Jungkook tidak pernah menyalahkan apapun itu, baik keputusan orang tuanya, maupun statusnya sekarang. Namun rasanya ia malah tambah tidak terima saat ibunya memilih untuk menikah lagi dengan seorang pria yang tak lain adalah sang rival bisnis keluarganya dahulu. Pemilik Kim Corporation yang sekarang membuatnya memiliki saudara tiri bernama Kim Taehyung. Ia tambah membenci ibunya sekalipun ia tidak benar-benar membencinya.
Ibunya pernah berkata; suatu saat kamu akan mengerti, anakku, Jeon Jungkook.
Seperti itu. Jungkook masih ingat dengan jelas. Dan ia juga berkali-kali mencoba menepis rasa kecewa itu, meskipun selalu gagal dan dirinya yang enggan bertemu dengan ibu, apalagi keluarga barunya.

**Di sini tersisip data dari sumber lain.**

PR #7500, opened 2025-10-10
Revert "android: Preserve Viz components in ProGuard"

johnxwork:
Reverts youtube/cobalt#7428

Bug: 448659685


zhongqiliang:
Note, this could be still needed to prevent the crash after vis is added in the dependency.

johnxwork:
> Note, this could be still needed to prevent the crash after vis is added in the dependency.

Correct, just reverting to see if this affects memory.

PR #7503, opened 2025-10-10
RDK: Add build documentation

denisyuji:
Introduce a new markdown file with reviewed steps for building and deploying Cobalt for RDK. 

Issue: 443126811

### DIFF
--- a/starboard/doc/eap/getting_started.md
+++ b/starboard/doc/eap/getting_started.md
@@ -1,38 +1,73 @@
 # Open Source Setup
 
+## Setup workstation ##
+
+Install necessary packages.
+
 ```
-# Install necessary packages
 sudo apt update && sudo apt install -qqy --no-install-recommends \
   git curl python3-dev xz-utils lsb-release file
+```
 
-# Install depot_tools
+Clone `depot_tools` and add the directory to `PATH` for this session.
+
+```
 git clone https://chromium.googlesource.com/chromium/tools/depot_tools.git
-
-# Consider adding the following to your ~/.bashrc or equivalent as well:
 export PATH="/path/to/depot_tools:$PATH"
+```
 
-# Download the repository. Use whichever protocol you prefer.
+Consider adding the `depot_tools` directory to `PATH` in `.bashrc`, `.profile`, or equivalent, to make it permanent.
+
+## Get source code ##
+
+Download the repository. Use whichever protocol you prefer.
+
+```
 git clone --single-branch git@github.com:youtube/cobalt.git chromium/src
 git -C chromium/src remote add _gclient git@github.com:youtube/cobalt.git
+```
 
-# Configure gclient and download subrepos
+Configure gclient and download subrepos
+
+```
 cd chromium
 gclient config --name=src git@github.com:youtube/cobalt.git
 cd src
 gclient sync --no-history -r $(git rev-parse @)
+```
 
-# Install build dependencies.
+
+## Building Evergreen for x64 ##
+
+Install build dependencies:
+
+```
 ./build/install-build-deps.sh
 
-# Build Evergreen for linux
+```
+
+Build Evergreen for linux:
+
+```
 cobalt/build/gn.py -p evergreen-x64 -c devel --no-rbe
 autoninja -C out/evergreen-x64_devel/ cobalt_loader nplb_loader
+```
 
-# Run Cobalt
+## Running Cobalt ##
+
+After build complete, you can run Cobalt with:
+
+```
 out/evergreen-x64_devel/loader_app
-# Run NPLB
+```
+
+To run `nplb`:
+
+```
 out/evergreen-x64_devel/elf_loader_sandbox --evergreen_content=. --evergreen_libary=libnplb.so
 ```
+
+## Additional Tips: ##
 
 Before building, you can optionally set cc_wrapper to a build accelerator of your choice. For example, setting it to ccache:
 
--- a/starboard/doc/setup-rdk.md
+++ b/starboard/doc/setup-rdk.md
@@ -1,0 +1,264 @@
+# Building and Deploying Cobalt for RDK
+
+## Prerequisites
+
+### Get an RDK device running the correct image
+1. Get an RDK reference device
+
+    You need to have a YouTube reference device (Amlogic S905X4 (AH212)) to run the commands.
+
+    If you don't have one, you can purchase a reference device from
+[rdklogic](https://rdklogic.tv/collections/all-products/products/amlogic-s905x4-developer-box-rdk?variant=43178224484592).
+
+2. Get a detailed overview of the RDK reference port
+
+    Please get the device information from YouTube Partner portal: [AH212](https://developers.google.com/youtube/devices/living-room/compliance/ah212).
+
+    Note: If you do not have access to the page above, please see
+    [Accessing Living Room Partnership Resources.](https://developers.google.com/youtube/devices/living-room/access/accessing-lr-partnership-resources)
+
+    More information about the RDK reference box can be found on RDK Central wiki: [RDK-Google IPSTB profile stack on Amlogic reference board](https://wiki.rdkcentral.com/display/RDK/RDK-Google+IPSTB+profile+stack+on+Amlogic+reference+board).
+
+3. Ensure that you have flashed the latest system image. If you are a google partner, see the [Cobalt Development on RDK box doc](https://docs.google.com/document/d/1hTlGU15_BKnaa_yT_Z8Omolb7rdZAZj57wtADoKgAfg/edit?resourcekey=0-v-QJNWJumUuksd8JTu76eQ&tab=t.0).
+
+### SSH Setup
+
+1. Configure passwordless SSH to your target RDK device:
+
+```bash
+ssh-copy-id root@<TARGET_IP>
+ssh root@<TARGET_IP> echo "SSH working"
+```
+
+**Note:** Replace `<TARGET_IP>` with your device's IP address.
+
+## 1. Fetch Cobalt Sources
+
+Follow the standard Cobalt setup process from [the starboard documentation](/starboard/doc/eap/getting_started.md):
+
+1. **Install required packages and depot_tools** (see [Setup workstation](/starboard/doc/eap/getting_started.md#setup-workstation))
+2. **Clone Cobalt repository and configure gclient** (see [Get source code](/starboard/doc/eap/getting_started.md#get-source-code))
+3. **Download subrepos** using `gclient sync`
+
+**Important:**
+- You do **NOT** need to install build dependencies or build Evergreen for x64 as shown in the starboard documentation.
+- The starboard documentation demonstrates building for `evergreen-x64` (Linux desktop). For RDK boards, you will use the ARM platform: `evergreen-arm-hardfp-rdk`. Skip the `evergreen-x64` build and proceed to the RDK-specific build section below.
+
+**RDK-specific directory setup:**
+
+```bash
+COBALT_BUILD_DIR="$HOME/cobalt-build"
+mkdir -p "$COBALT_BUILD_DIR"
+cd "$COBALT_BUILD_DIR"
+# Continue with standard setup from starboard docs, then proceed to step 2
+```
+
+## 2. Build Docker Image
+
+### Docker Registry Authentication
+
+Before building the Docker image, authenticate with Google Cloud to access the marketplace container registry:
+
+```bash
+gcloud auth login
+gcloud auth configure-docker marketplace.gcr.io
+```
+
+This is required because the `$COBALT_BUILD_DIR/chromium/src/cobalt/docker/rdk/Dockerfile` pulls base images from Google's marketplace registry.
+
+### Building Cobalt
+
+The Cobalt repo includes a `docker-compose.yaml` that describes the build images.
+
+This section is split into two parts: what to do on the host (Outside Container) and what the container will execute (Inside Container).
+
+#### Outside Container
+
+On the host, ensure the key directories and variables are set. These will be bind-mounted into the container so build artifacts are available on the host after the build completes.
+
+```bash
+COBALT_BUILD_DIR="$HOME/cobalt-build"
+DEPOT_TOOLS_DIR="/path/to/depot_tools"
+```
+
+Then, build the `rdk` image and launch an interactive shell inside a temporary container:
+
+```bash
+# Build the container image and run an interactive shell in the rdk service container
+docker compose -f "$COBALT_BUILD_DIR/chromium/src/docker-compose.yaml" run --rm --build \
+  -v "$COBALT_BUILD_DIR:$COBALT_BUILD_DIR" \
+  -e COBALT_BUILD_DIR="$COBALT_BUILD_DIR" \
+  -v "$DEPOT_TOOLS_DIR:$DEPOT_TOOLS_DIR" \
+  -e DEPOT_TOOLS_DIR="$DEPOT_TOOLS_DIR" \
+  rdk bash
+```
+
+#### Inside Container
+
+After using the command above, the container will start with a interactive shell. Paste the following commands into the container shell to perform the build.
+
+Inside Container (paste these):
+
+```bash
+# Configure git for safe directory access
+git config --global --add safe.directory '*'
+
+# Add depot_tools to PATH for build tools (gn, ninja)
+export PATH=$DEPOT_TOOLS_DIR:$PATH
+
+# Navigate to Cobalt source directory
+cd $COBALT_BUILD_DIR/chromium/src
+
+# Generate build files for RDK platform
+cobalt/build/gn.py -p evergreen-arm-hardfp-rdk -c devel --no-rbe
+
+# Compile Cobalt binaries
+ninja -C out/evergreen-arm-hardfp-rdk_devel/ cobalt_loader nplb_loader
+```
+
+Build output will be placed in `$COBALT_BUILD_DIR/chromium/src/out/evergreen-arm-hardfp-rdk_devel/` on the host because of the bind mount.
+
+After building successfully, you can use `ctrl+d` to finish the docker execution.
+
+## 3. Deploying Cobalt on RDK
+
+### Configuration Variables
+
+Set these variables on your host machine before proceeding with deployment steps:
+
+```bash
+TARGET="root@<TARGET_IP>"
+COBALT_CONTENT_DIR="/data/out_cobalt"
+COBALT_BUILD_DIR="$HOME/cobalt-build"
+OUT="$COBALT_BUILD_DIR/chromium/src/out/evergreen-arm-hardfp-rdk_devel"
+```
+
+**Note:** Replace `<TARGET_IP>` with your RDK device's IP address.
+
+### Setup Target Device (One-time)
+
+Create the Cobalt environment setup script on the target device. This script sets up environment variables, kills WPE Framework (RDK UI menu), and ensures westeros is running.
+
+**Note:** This setup only needs to be done once on a fresh install of RDK.
+
+```bash
+ssh "$TARGET" "
+    mkdir -p $COBALT_CONTENT_DIR /data/cobalt/evergreen-arm-hardfp-rdk_devel /home/root
+    cat > /home/root/setup-cobalt-env.sh << 'SCRIPT_EOF'
+    #!/bin/sh
+    # Cobalt environment preparation for busybox
+    cd $COBALT_CONTENT_DIR
+    killall -9 elf_loader_sandbox loader_app westeros-init 2>/dev/null || true
+    sleep 1
+
+    # Stop WPE Framework if running
+    if systemctl is-active --quiet wpeframework; then
+        systemctl stop wpeframework >/dev/null 2>&1
+        sleep 2
+    fi
+
+    # Set up westeros environment
+    eval \$(systemctl show-environment | sed 's/^/export /') >/dev/null 2>&1
+    export WAYLAND_DISPLAY=wayland-0
+    export XDG_RUNTIME_DIR=/tmp
+
+    # Configure system parameters
+    echo 0 > /sys/module/drm/parameters/vblankoffdelay 2>/dev/null
+    echo 1 > /sys/module/aml_drm/parameters/video_axis_zoom 2>/dev/null
+
+    # Always kill and restart westeros compositor
+    killall -9 westeros westeros-init 2>/dev/null || true
+    sleep 1
+    /usr/bin/westeros-init >/dev/null 2>&1 &
+    sleep 3
+
+    echo 'Cobalt environment ready. WPE Framework stopped and westeros running.'
+    SCRIPT_EOF
+    chmod +x /home/root/setup-cobalt-env.sh"
+```
+
+**What the setup script does:**
+
+The `/home/root/setup-cobalt-env.sh` script is an auxiliary script used for development only. It sets up the Cobalt environment by:
+- Stopping WPE Framework (RDK UI) to free up the display
+- Starting westeros compositor for Cobalt's display functionality
+- Setting up environment variables and system parameters
+- Ensuring Cobalt has exclusive access to the display
+
+**Note:** WPE Framework is stopped as a development workaround to ensure Cobalt has exclusive display access. Future RDK patches will integrate Cobalt as a WPE plugin, eliminating the need for this workaround. The westeros compositor is required to provide Cobalt with keyboard input events and other RDK services.
+
+### Transfer Cobalt Files
+
+**Note:** This step can be repeated multiple times during development.
+
+Transfer Cobalt files to target using the variables defined in the Configuration Variables section above:
+
+**Method 1: Full deployment (tar) - Faster for transferring all the build artifacts**
+
+Use this method for initial deployment or when you want to ensure a clean state:
+
+```bash
+cd "$OUT"
+tar czf - -T cobalt_loader.runtime_deps | ssh "$TARGET" "cd $COBALT_CONTENT_DIR && tar xzf -"
+
+# For NPLB (Non-Platform Loader Binary) testing:
+# tar czf - -T nplb_loader.runtime_deps | ssh "$TARGET" "cd $COBALT_CONTENT_DIR && tar xzf -"
+```
+
+**Method 2: Incremental deployment (rsync) - Faster for updates**
+
+Use this method for faster incremental updates as it only transfers changed files:
+
+```bash
+cd "$OUT"
+rsync -avz --ignore-missing-args --files-from=cobalt_loader.runtime_deps ./ "$TARGET:$COBALT_CONTENT_DIR/"
+
+# For NPLB loader - only sync changed files:
+# rsync -avz --ignore-missing-args --files-from=nplb_loader.runtime_deps ./ "$TARGET:$COBALT_CONTENT_DIR/"
+```
+
+**Alternative: Using ADB for file transfer**
+
+If you have a USB type-C cable connected, you can use `adb` to deploy the runtime dependencies:
+
+```bash
+cd "$OUT"
+tar czf /tmp/cobalt_runtime_deps.tar.gz -T cobalt_loader.runtime_deps
+adb push /tmp/cobalt_runtime_deps.tar.gz $COBALT_CONTENT_DIR/
+adb shell "cd $COBALT_CONTENT_DIR && tar xzf cobalt_runtime_deps.tar.gz && rm cobalt_runtime_deps.tar.gz"
+rm /tmp/cobalt_runtime_deps.tar.gz
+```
PR #7511, opened 2025-10-11
starboard: Remove unused SbWindowGetDiagonalSizeInInches

kjyoun:
The SbWindowGetDiagonalSizeInInches function is deprecated and no longer in use.

This was discovered during a JNI migration. The function was using a legacy JNI implementation, but it has no callers. Instead of migrating the unused code, it is being deleted.

Bug: 150410605
Bug: 450024477


andrewsavage1:
It is a bigger deal to remove Starboard functions than it is anything else—some may be unused currently due to Chrobalt not yet implementing everything, but we are discussing whether or not we can the h5vcc GetDiagonal web api from Cobalt or if it is still necessary, which will determine whether or not we keep this function (see b/376893909). For now, it does not look like we can remove this function.

kjyoun:
Understood.

Reverted this PR. Instead, will create another PR to migrate JNI code in this file.

PR #7516, opened 2025-10-13
cobalt/shell: Remove unnecessary enable_arc config

rakuco:
As of M138, `//build/config/compiler:enable_arc` is opt-out rather than opt-in, so there is no need to explicitly depend on it here.

Bug: 433180638


rakuco:

rakuco:
None of the CI failures are related, the CI bots seem to be having problems authenticating with the RBE backend

yell0wd0g (approved):
LGTM I guess? : )

yell0wd0g:
@sideb0ard WDYT?

PR #7525, opened 2025-10-13
cobalt/browser: Disable QUIC by default

borongc:
This allows to run experiments to see if this can improve the overall performance, especially on low-end-devices, as QUIC has more CPU usages on m114 than m138, which Cobalt is currently based on.

Issue: 448423139
Issue: 451631829

### DIFF
--- a/cobalt/android/apk/app/src/main/java/dev/cobalt/coat/CommandLineOverrideHelper.java
+++ b/cobalt/android/apk/app/src/main/java/dev/cobalt/coat/CommandLineOverrideHelper.java
@@ -75,6 +75,9 @@ public final class CommandLineOverrideHelper {
         paramOverrides.add("--disable-accelerated-video-encode");
         // Rasterize Tiles directly to GPU memory.
         paramOverrides.add("--enable-zero-copy");
+        // Disable QUIC to save CPU budgets on m114.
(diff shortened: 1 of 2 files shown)


cobalt/android/apk/app/src/main/java/dev/cobalt/coat/CommandLineOverrideHelper.java
```diff
@@ -75,6 +75,8 @@ public static List<String> getDefaultCommandLineOverridesList() {
         paramOverrides.add("--disable-accelerated-video-encode");
         // Rasterize Tiles directly to GPU memory.
         paramOverrides.add("--enable-zero-copy");
+        // Disable QUIC to save CPU budgets on m114.
```
johnxwork, line 78: Add a TODO for removing on m138 so the rebase work group don't CP this.

borongc: Done.

kaidokert:
Did we verify this works ? We had a synthetic test page that let us test throughput impact easily for this.

borongc:
> Did we verify this works ? We had a synthetic test page that let us test throughput impact easily for this.

I can test it, and how should I setup it?

PR #7527, opened 2025-10-13
cobalt: Tune CC GPU memory settings to reduce footprint

sherryzy:
This change tunes two GPU memory settings in the compositor to reduce its overall memory footprint, particularly on Android devices.

The primary change reduces the amount of memory allocated for offscreen content prepainting. On most Android devices, this was previously set to use up to 67% of the compositor's memory budget for prepainting textures outside the visible viewport. This is lowered to 25%.

Experimental results on an android-qa build on Sabrina show this change significantly reduces the memory usage of the compositor (the 'cc' component). When navigating quickly through video content, memory usage dropped from ~70-80 MB to a more stable ~40-50 MB. Further local testing showed that reducing this to 0% (disabling prepainting) could lower usage to 30-40 MB with a minimal impact on user experience. We are proceeding with 25% for now, but could consider further reductions in the future.

Additionally, the GPU memory allocation priority was changed from CUTOFF_ALLOW_NICE_TO_HAVE to CUTOFF_ALLOW_REQUIRED_ONLY. While this did not show a significant memory reduction in testing, it is a logical change for our use case, as scrolling is not a primary interaction on most target devices, making "nice-to-have" allocations for scrolling less critical.

It's worth noting that while the compositor's component memory decreased, the peak RSS numbers reported by memory-infra did not show a clear reduction. However, this metric is known to fluctuate. The impact of these changes on overall system memory should be verified in production.

Bug: 424591313

### DIFF
--- a/third_party/blink/renderer/platform/widget/compositing/layer_tree_settings.cc
+++ b/third_party/blink/renderer/platform/widget/compositing/layer_tree_settings.cc
@@ -91,7 +91,11 @@ cc::ManagedMemoryPolicy GetGpuMemoryPolicy(
   cc::ManagedMemoryPolicy actual = default_policy;
   actual.bytes_limit_when_visible = 0;
   actual.priority_cutoff_when_visible =
+#if BUILDFLAG(IS_COBALT)
+      gpu::MemoryAllocation::CUTOFF_ALLOW_REQUIRED_ONLY;
+#else
       gpu::MemoryAllocation::CUTOFF_ALLOW_NICE_TO_HAVE;
+#endif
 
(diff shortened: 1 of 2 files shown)


johnxwork:
If you have the apk, can you try it on the Bravia in office? If there's no obvious regression on rendering, this should be a good change.

sherryzy:
Tested in Bravia, everything seems working fine with this change. I'm being very aggressive changed it to 0 and still didn't notice any bad user experience.

sherryzy:
Applying the cherry-pick label prior to PR submission may result in hung CI test suites.

yell0wd0g (approved):
\o/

Lalu, puncaknya adalah saat Jungkook memilih untuk tinggal bersama ayahnya. Kabur dari rumah lalu mengetuk pintu rumah besar ayahnya yang menyambutnya dengan tangan terbuka. Jungkook awalnya senang, namun lama kelamaan ia juga muak karena setiap malam ia harus menyaksikan ayahnya selalu pulang dengan membawa seorang gadis yang berbeda. Seminggu dua kali, untuk dibawa sampai kamar.
Jungkook benci dan pada akhirnya ia meminta ijin untuk tinggal mandiri. Ia membeli apartemen dan semua yang dirinya butuhkan. Uang? Jelas akan mengalir tanpa hambatan ke rekeningnya setiap bulan dari ayahnya dengan jumlah yang tidak manusiawi. Maka dari itu ia bisa menjadi bajingan di usianya yang masih kelewat muda dan berlanjut hingga dia menjadi mahasiswa penuh skandal di universitasnya.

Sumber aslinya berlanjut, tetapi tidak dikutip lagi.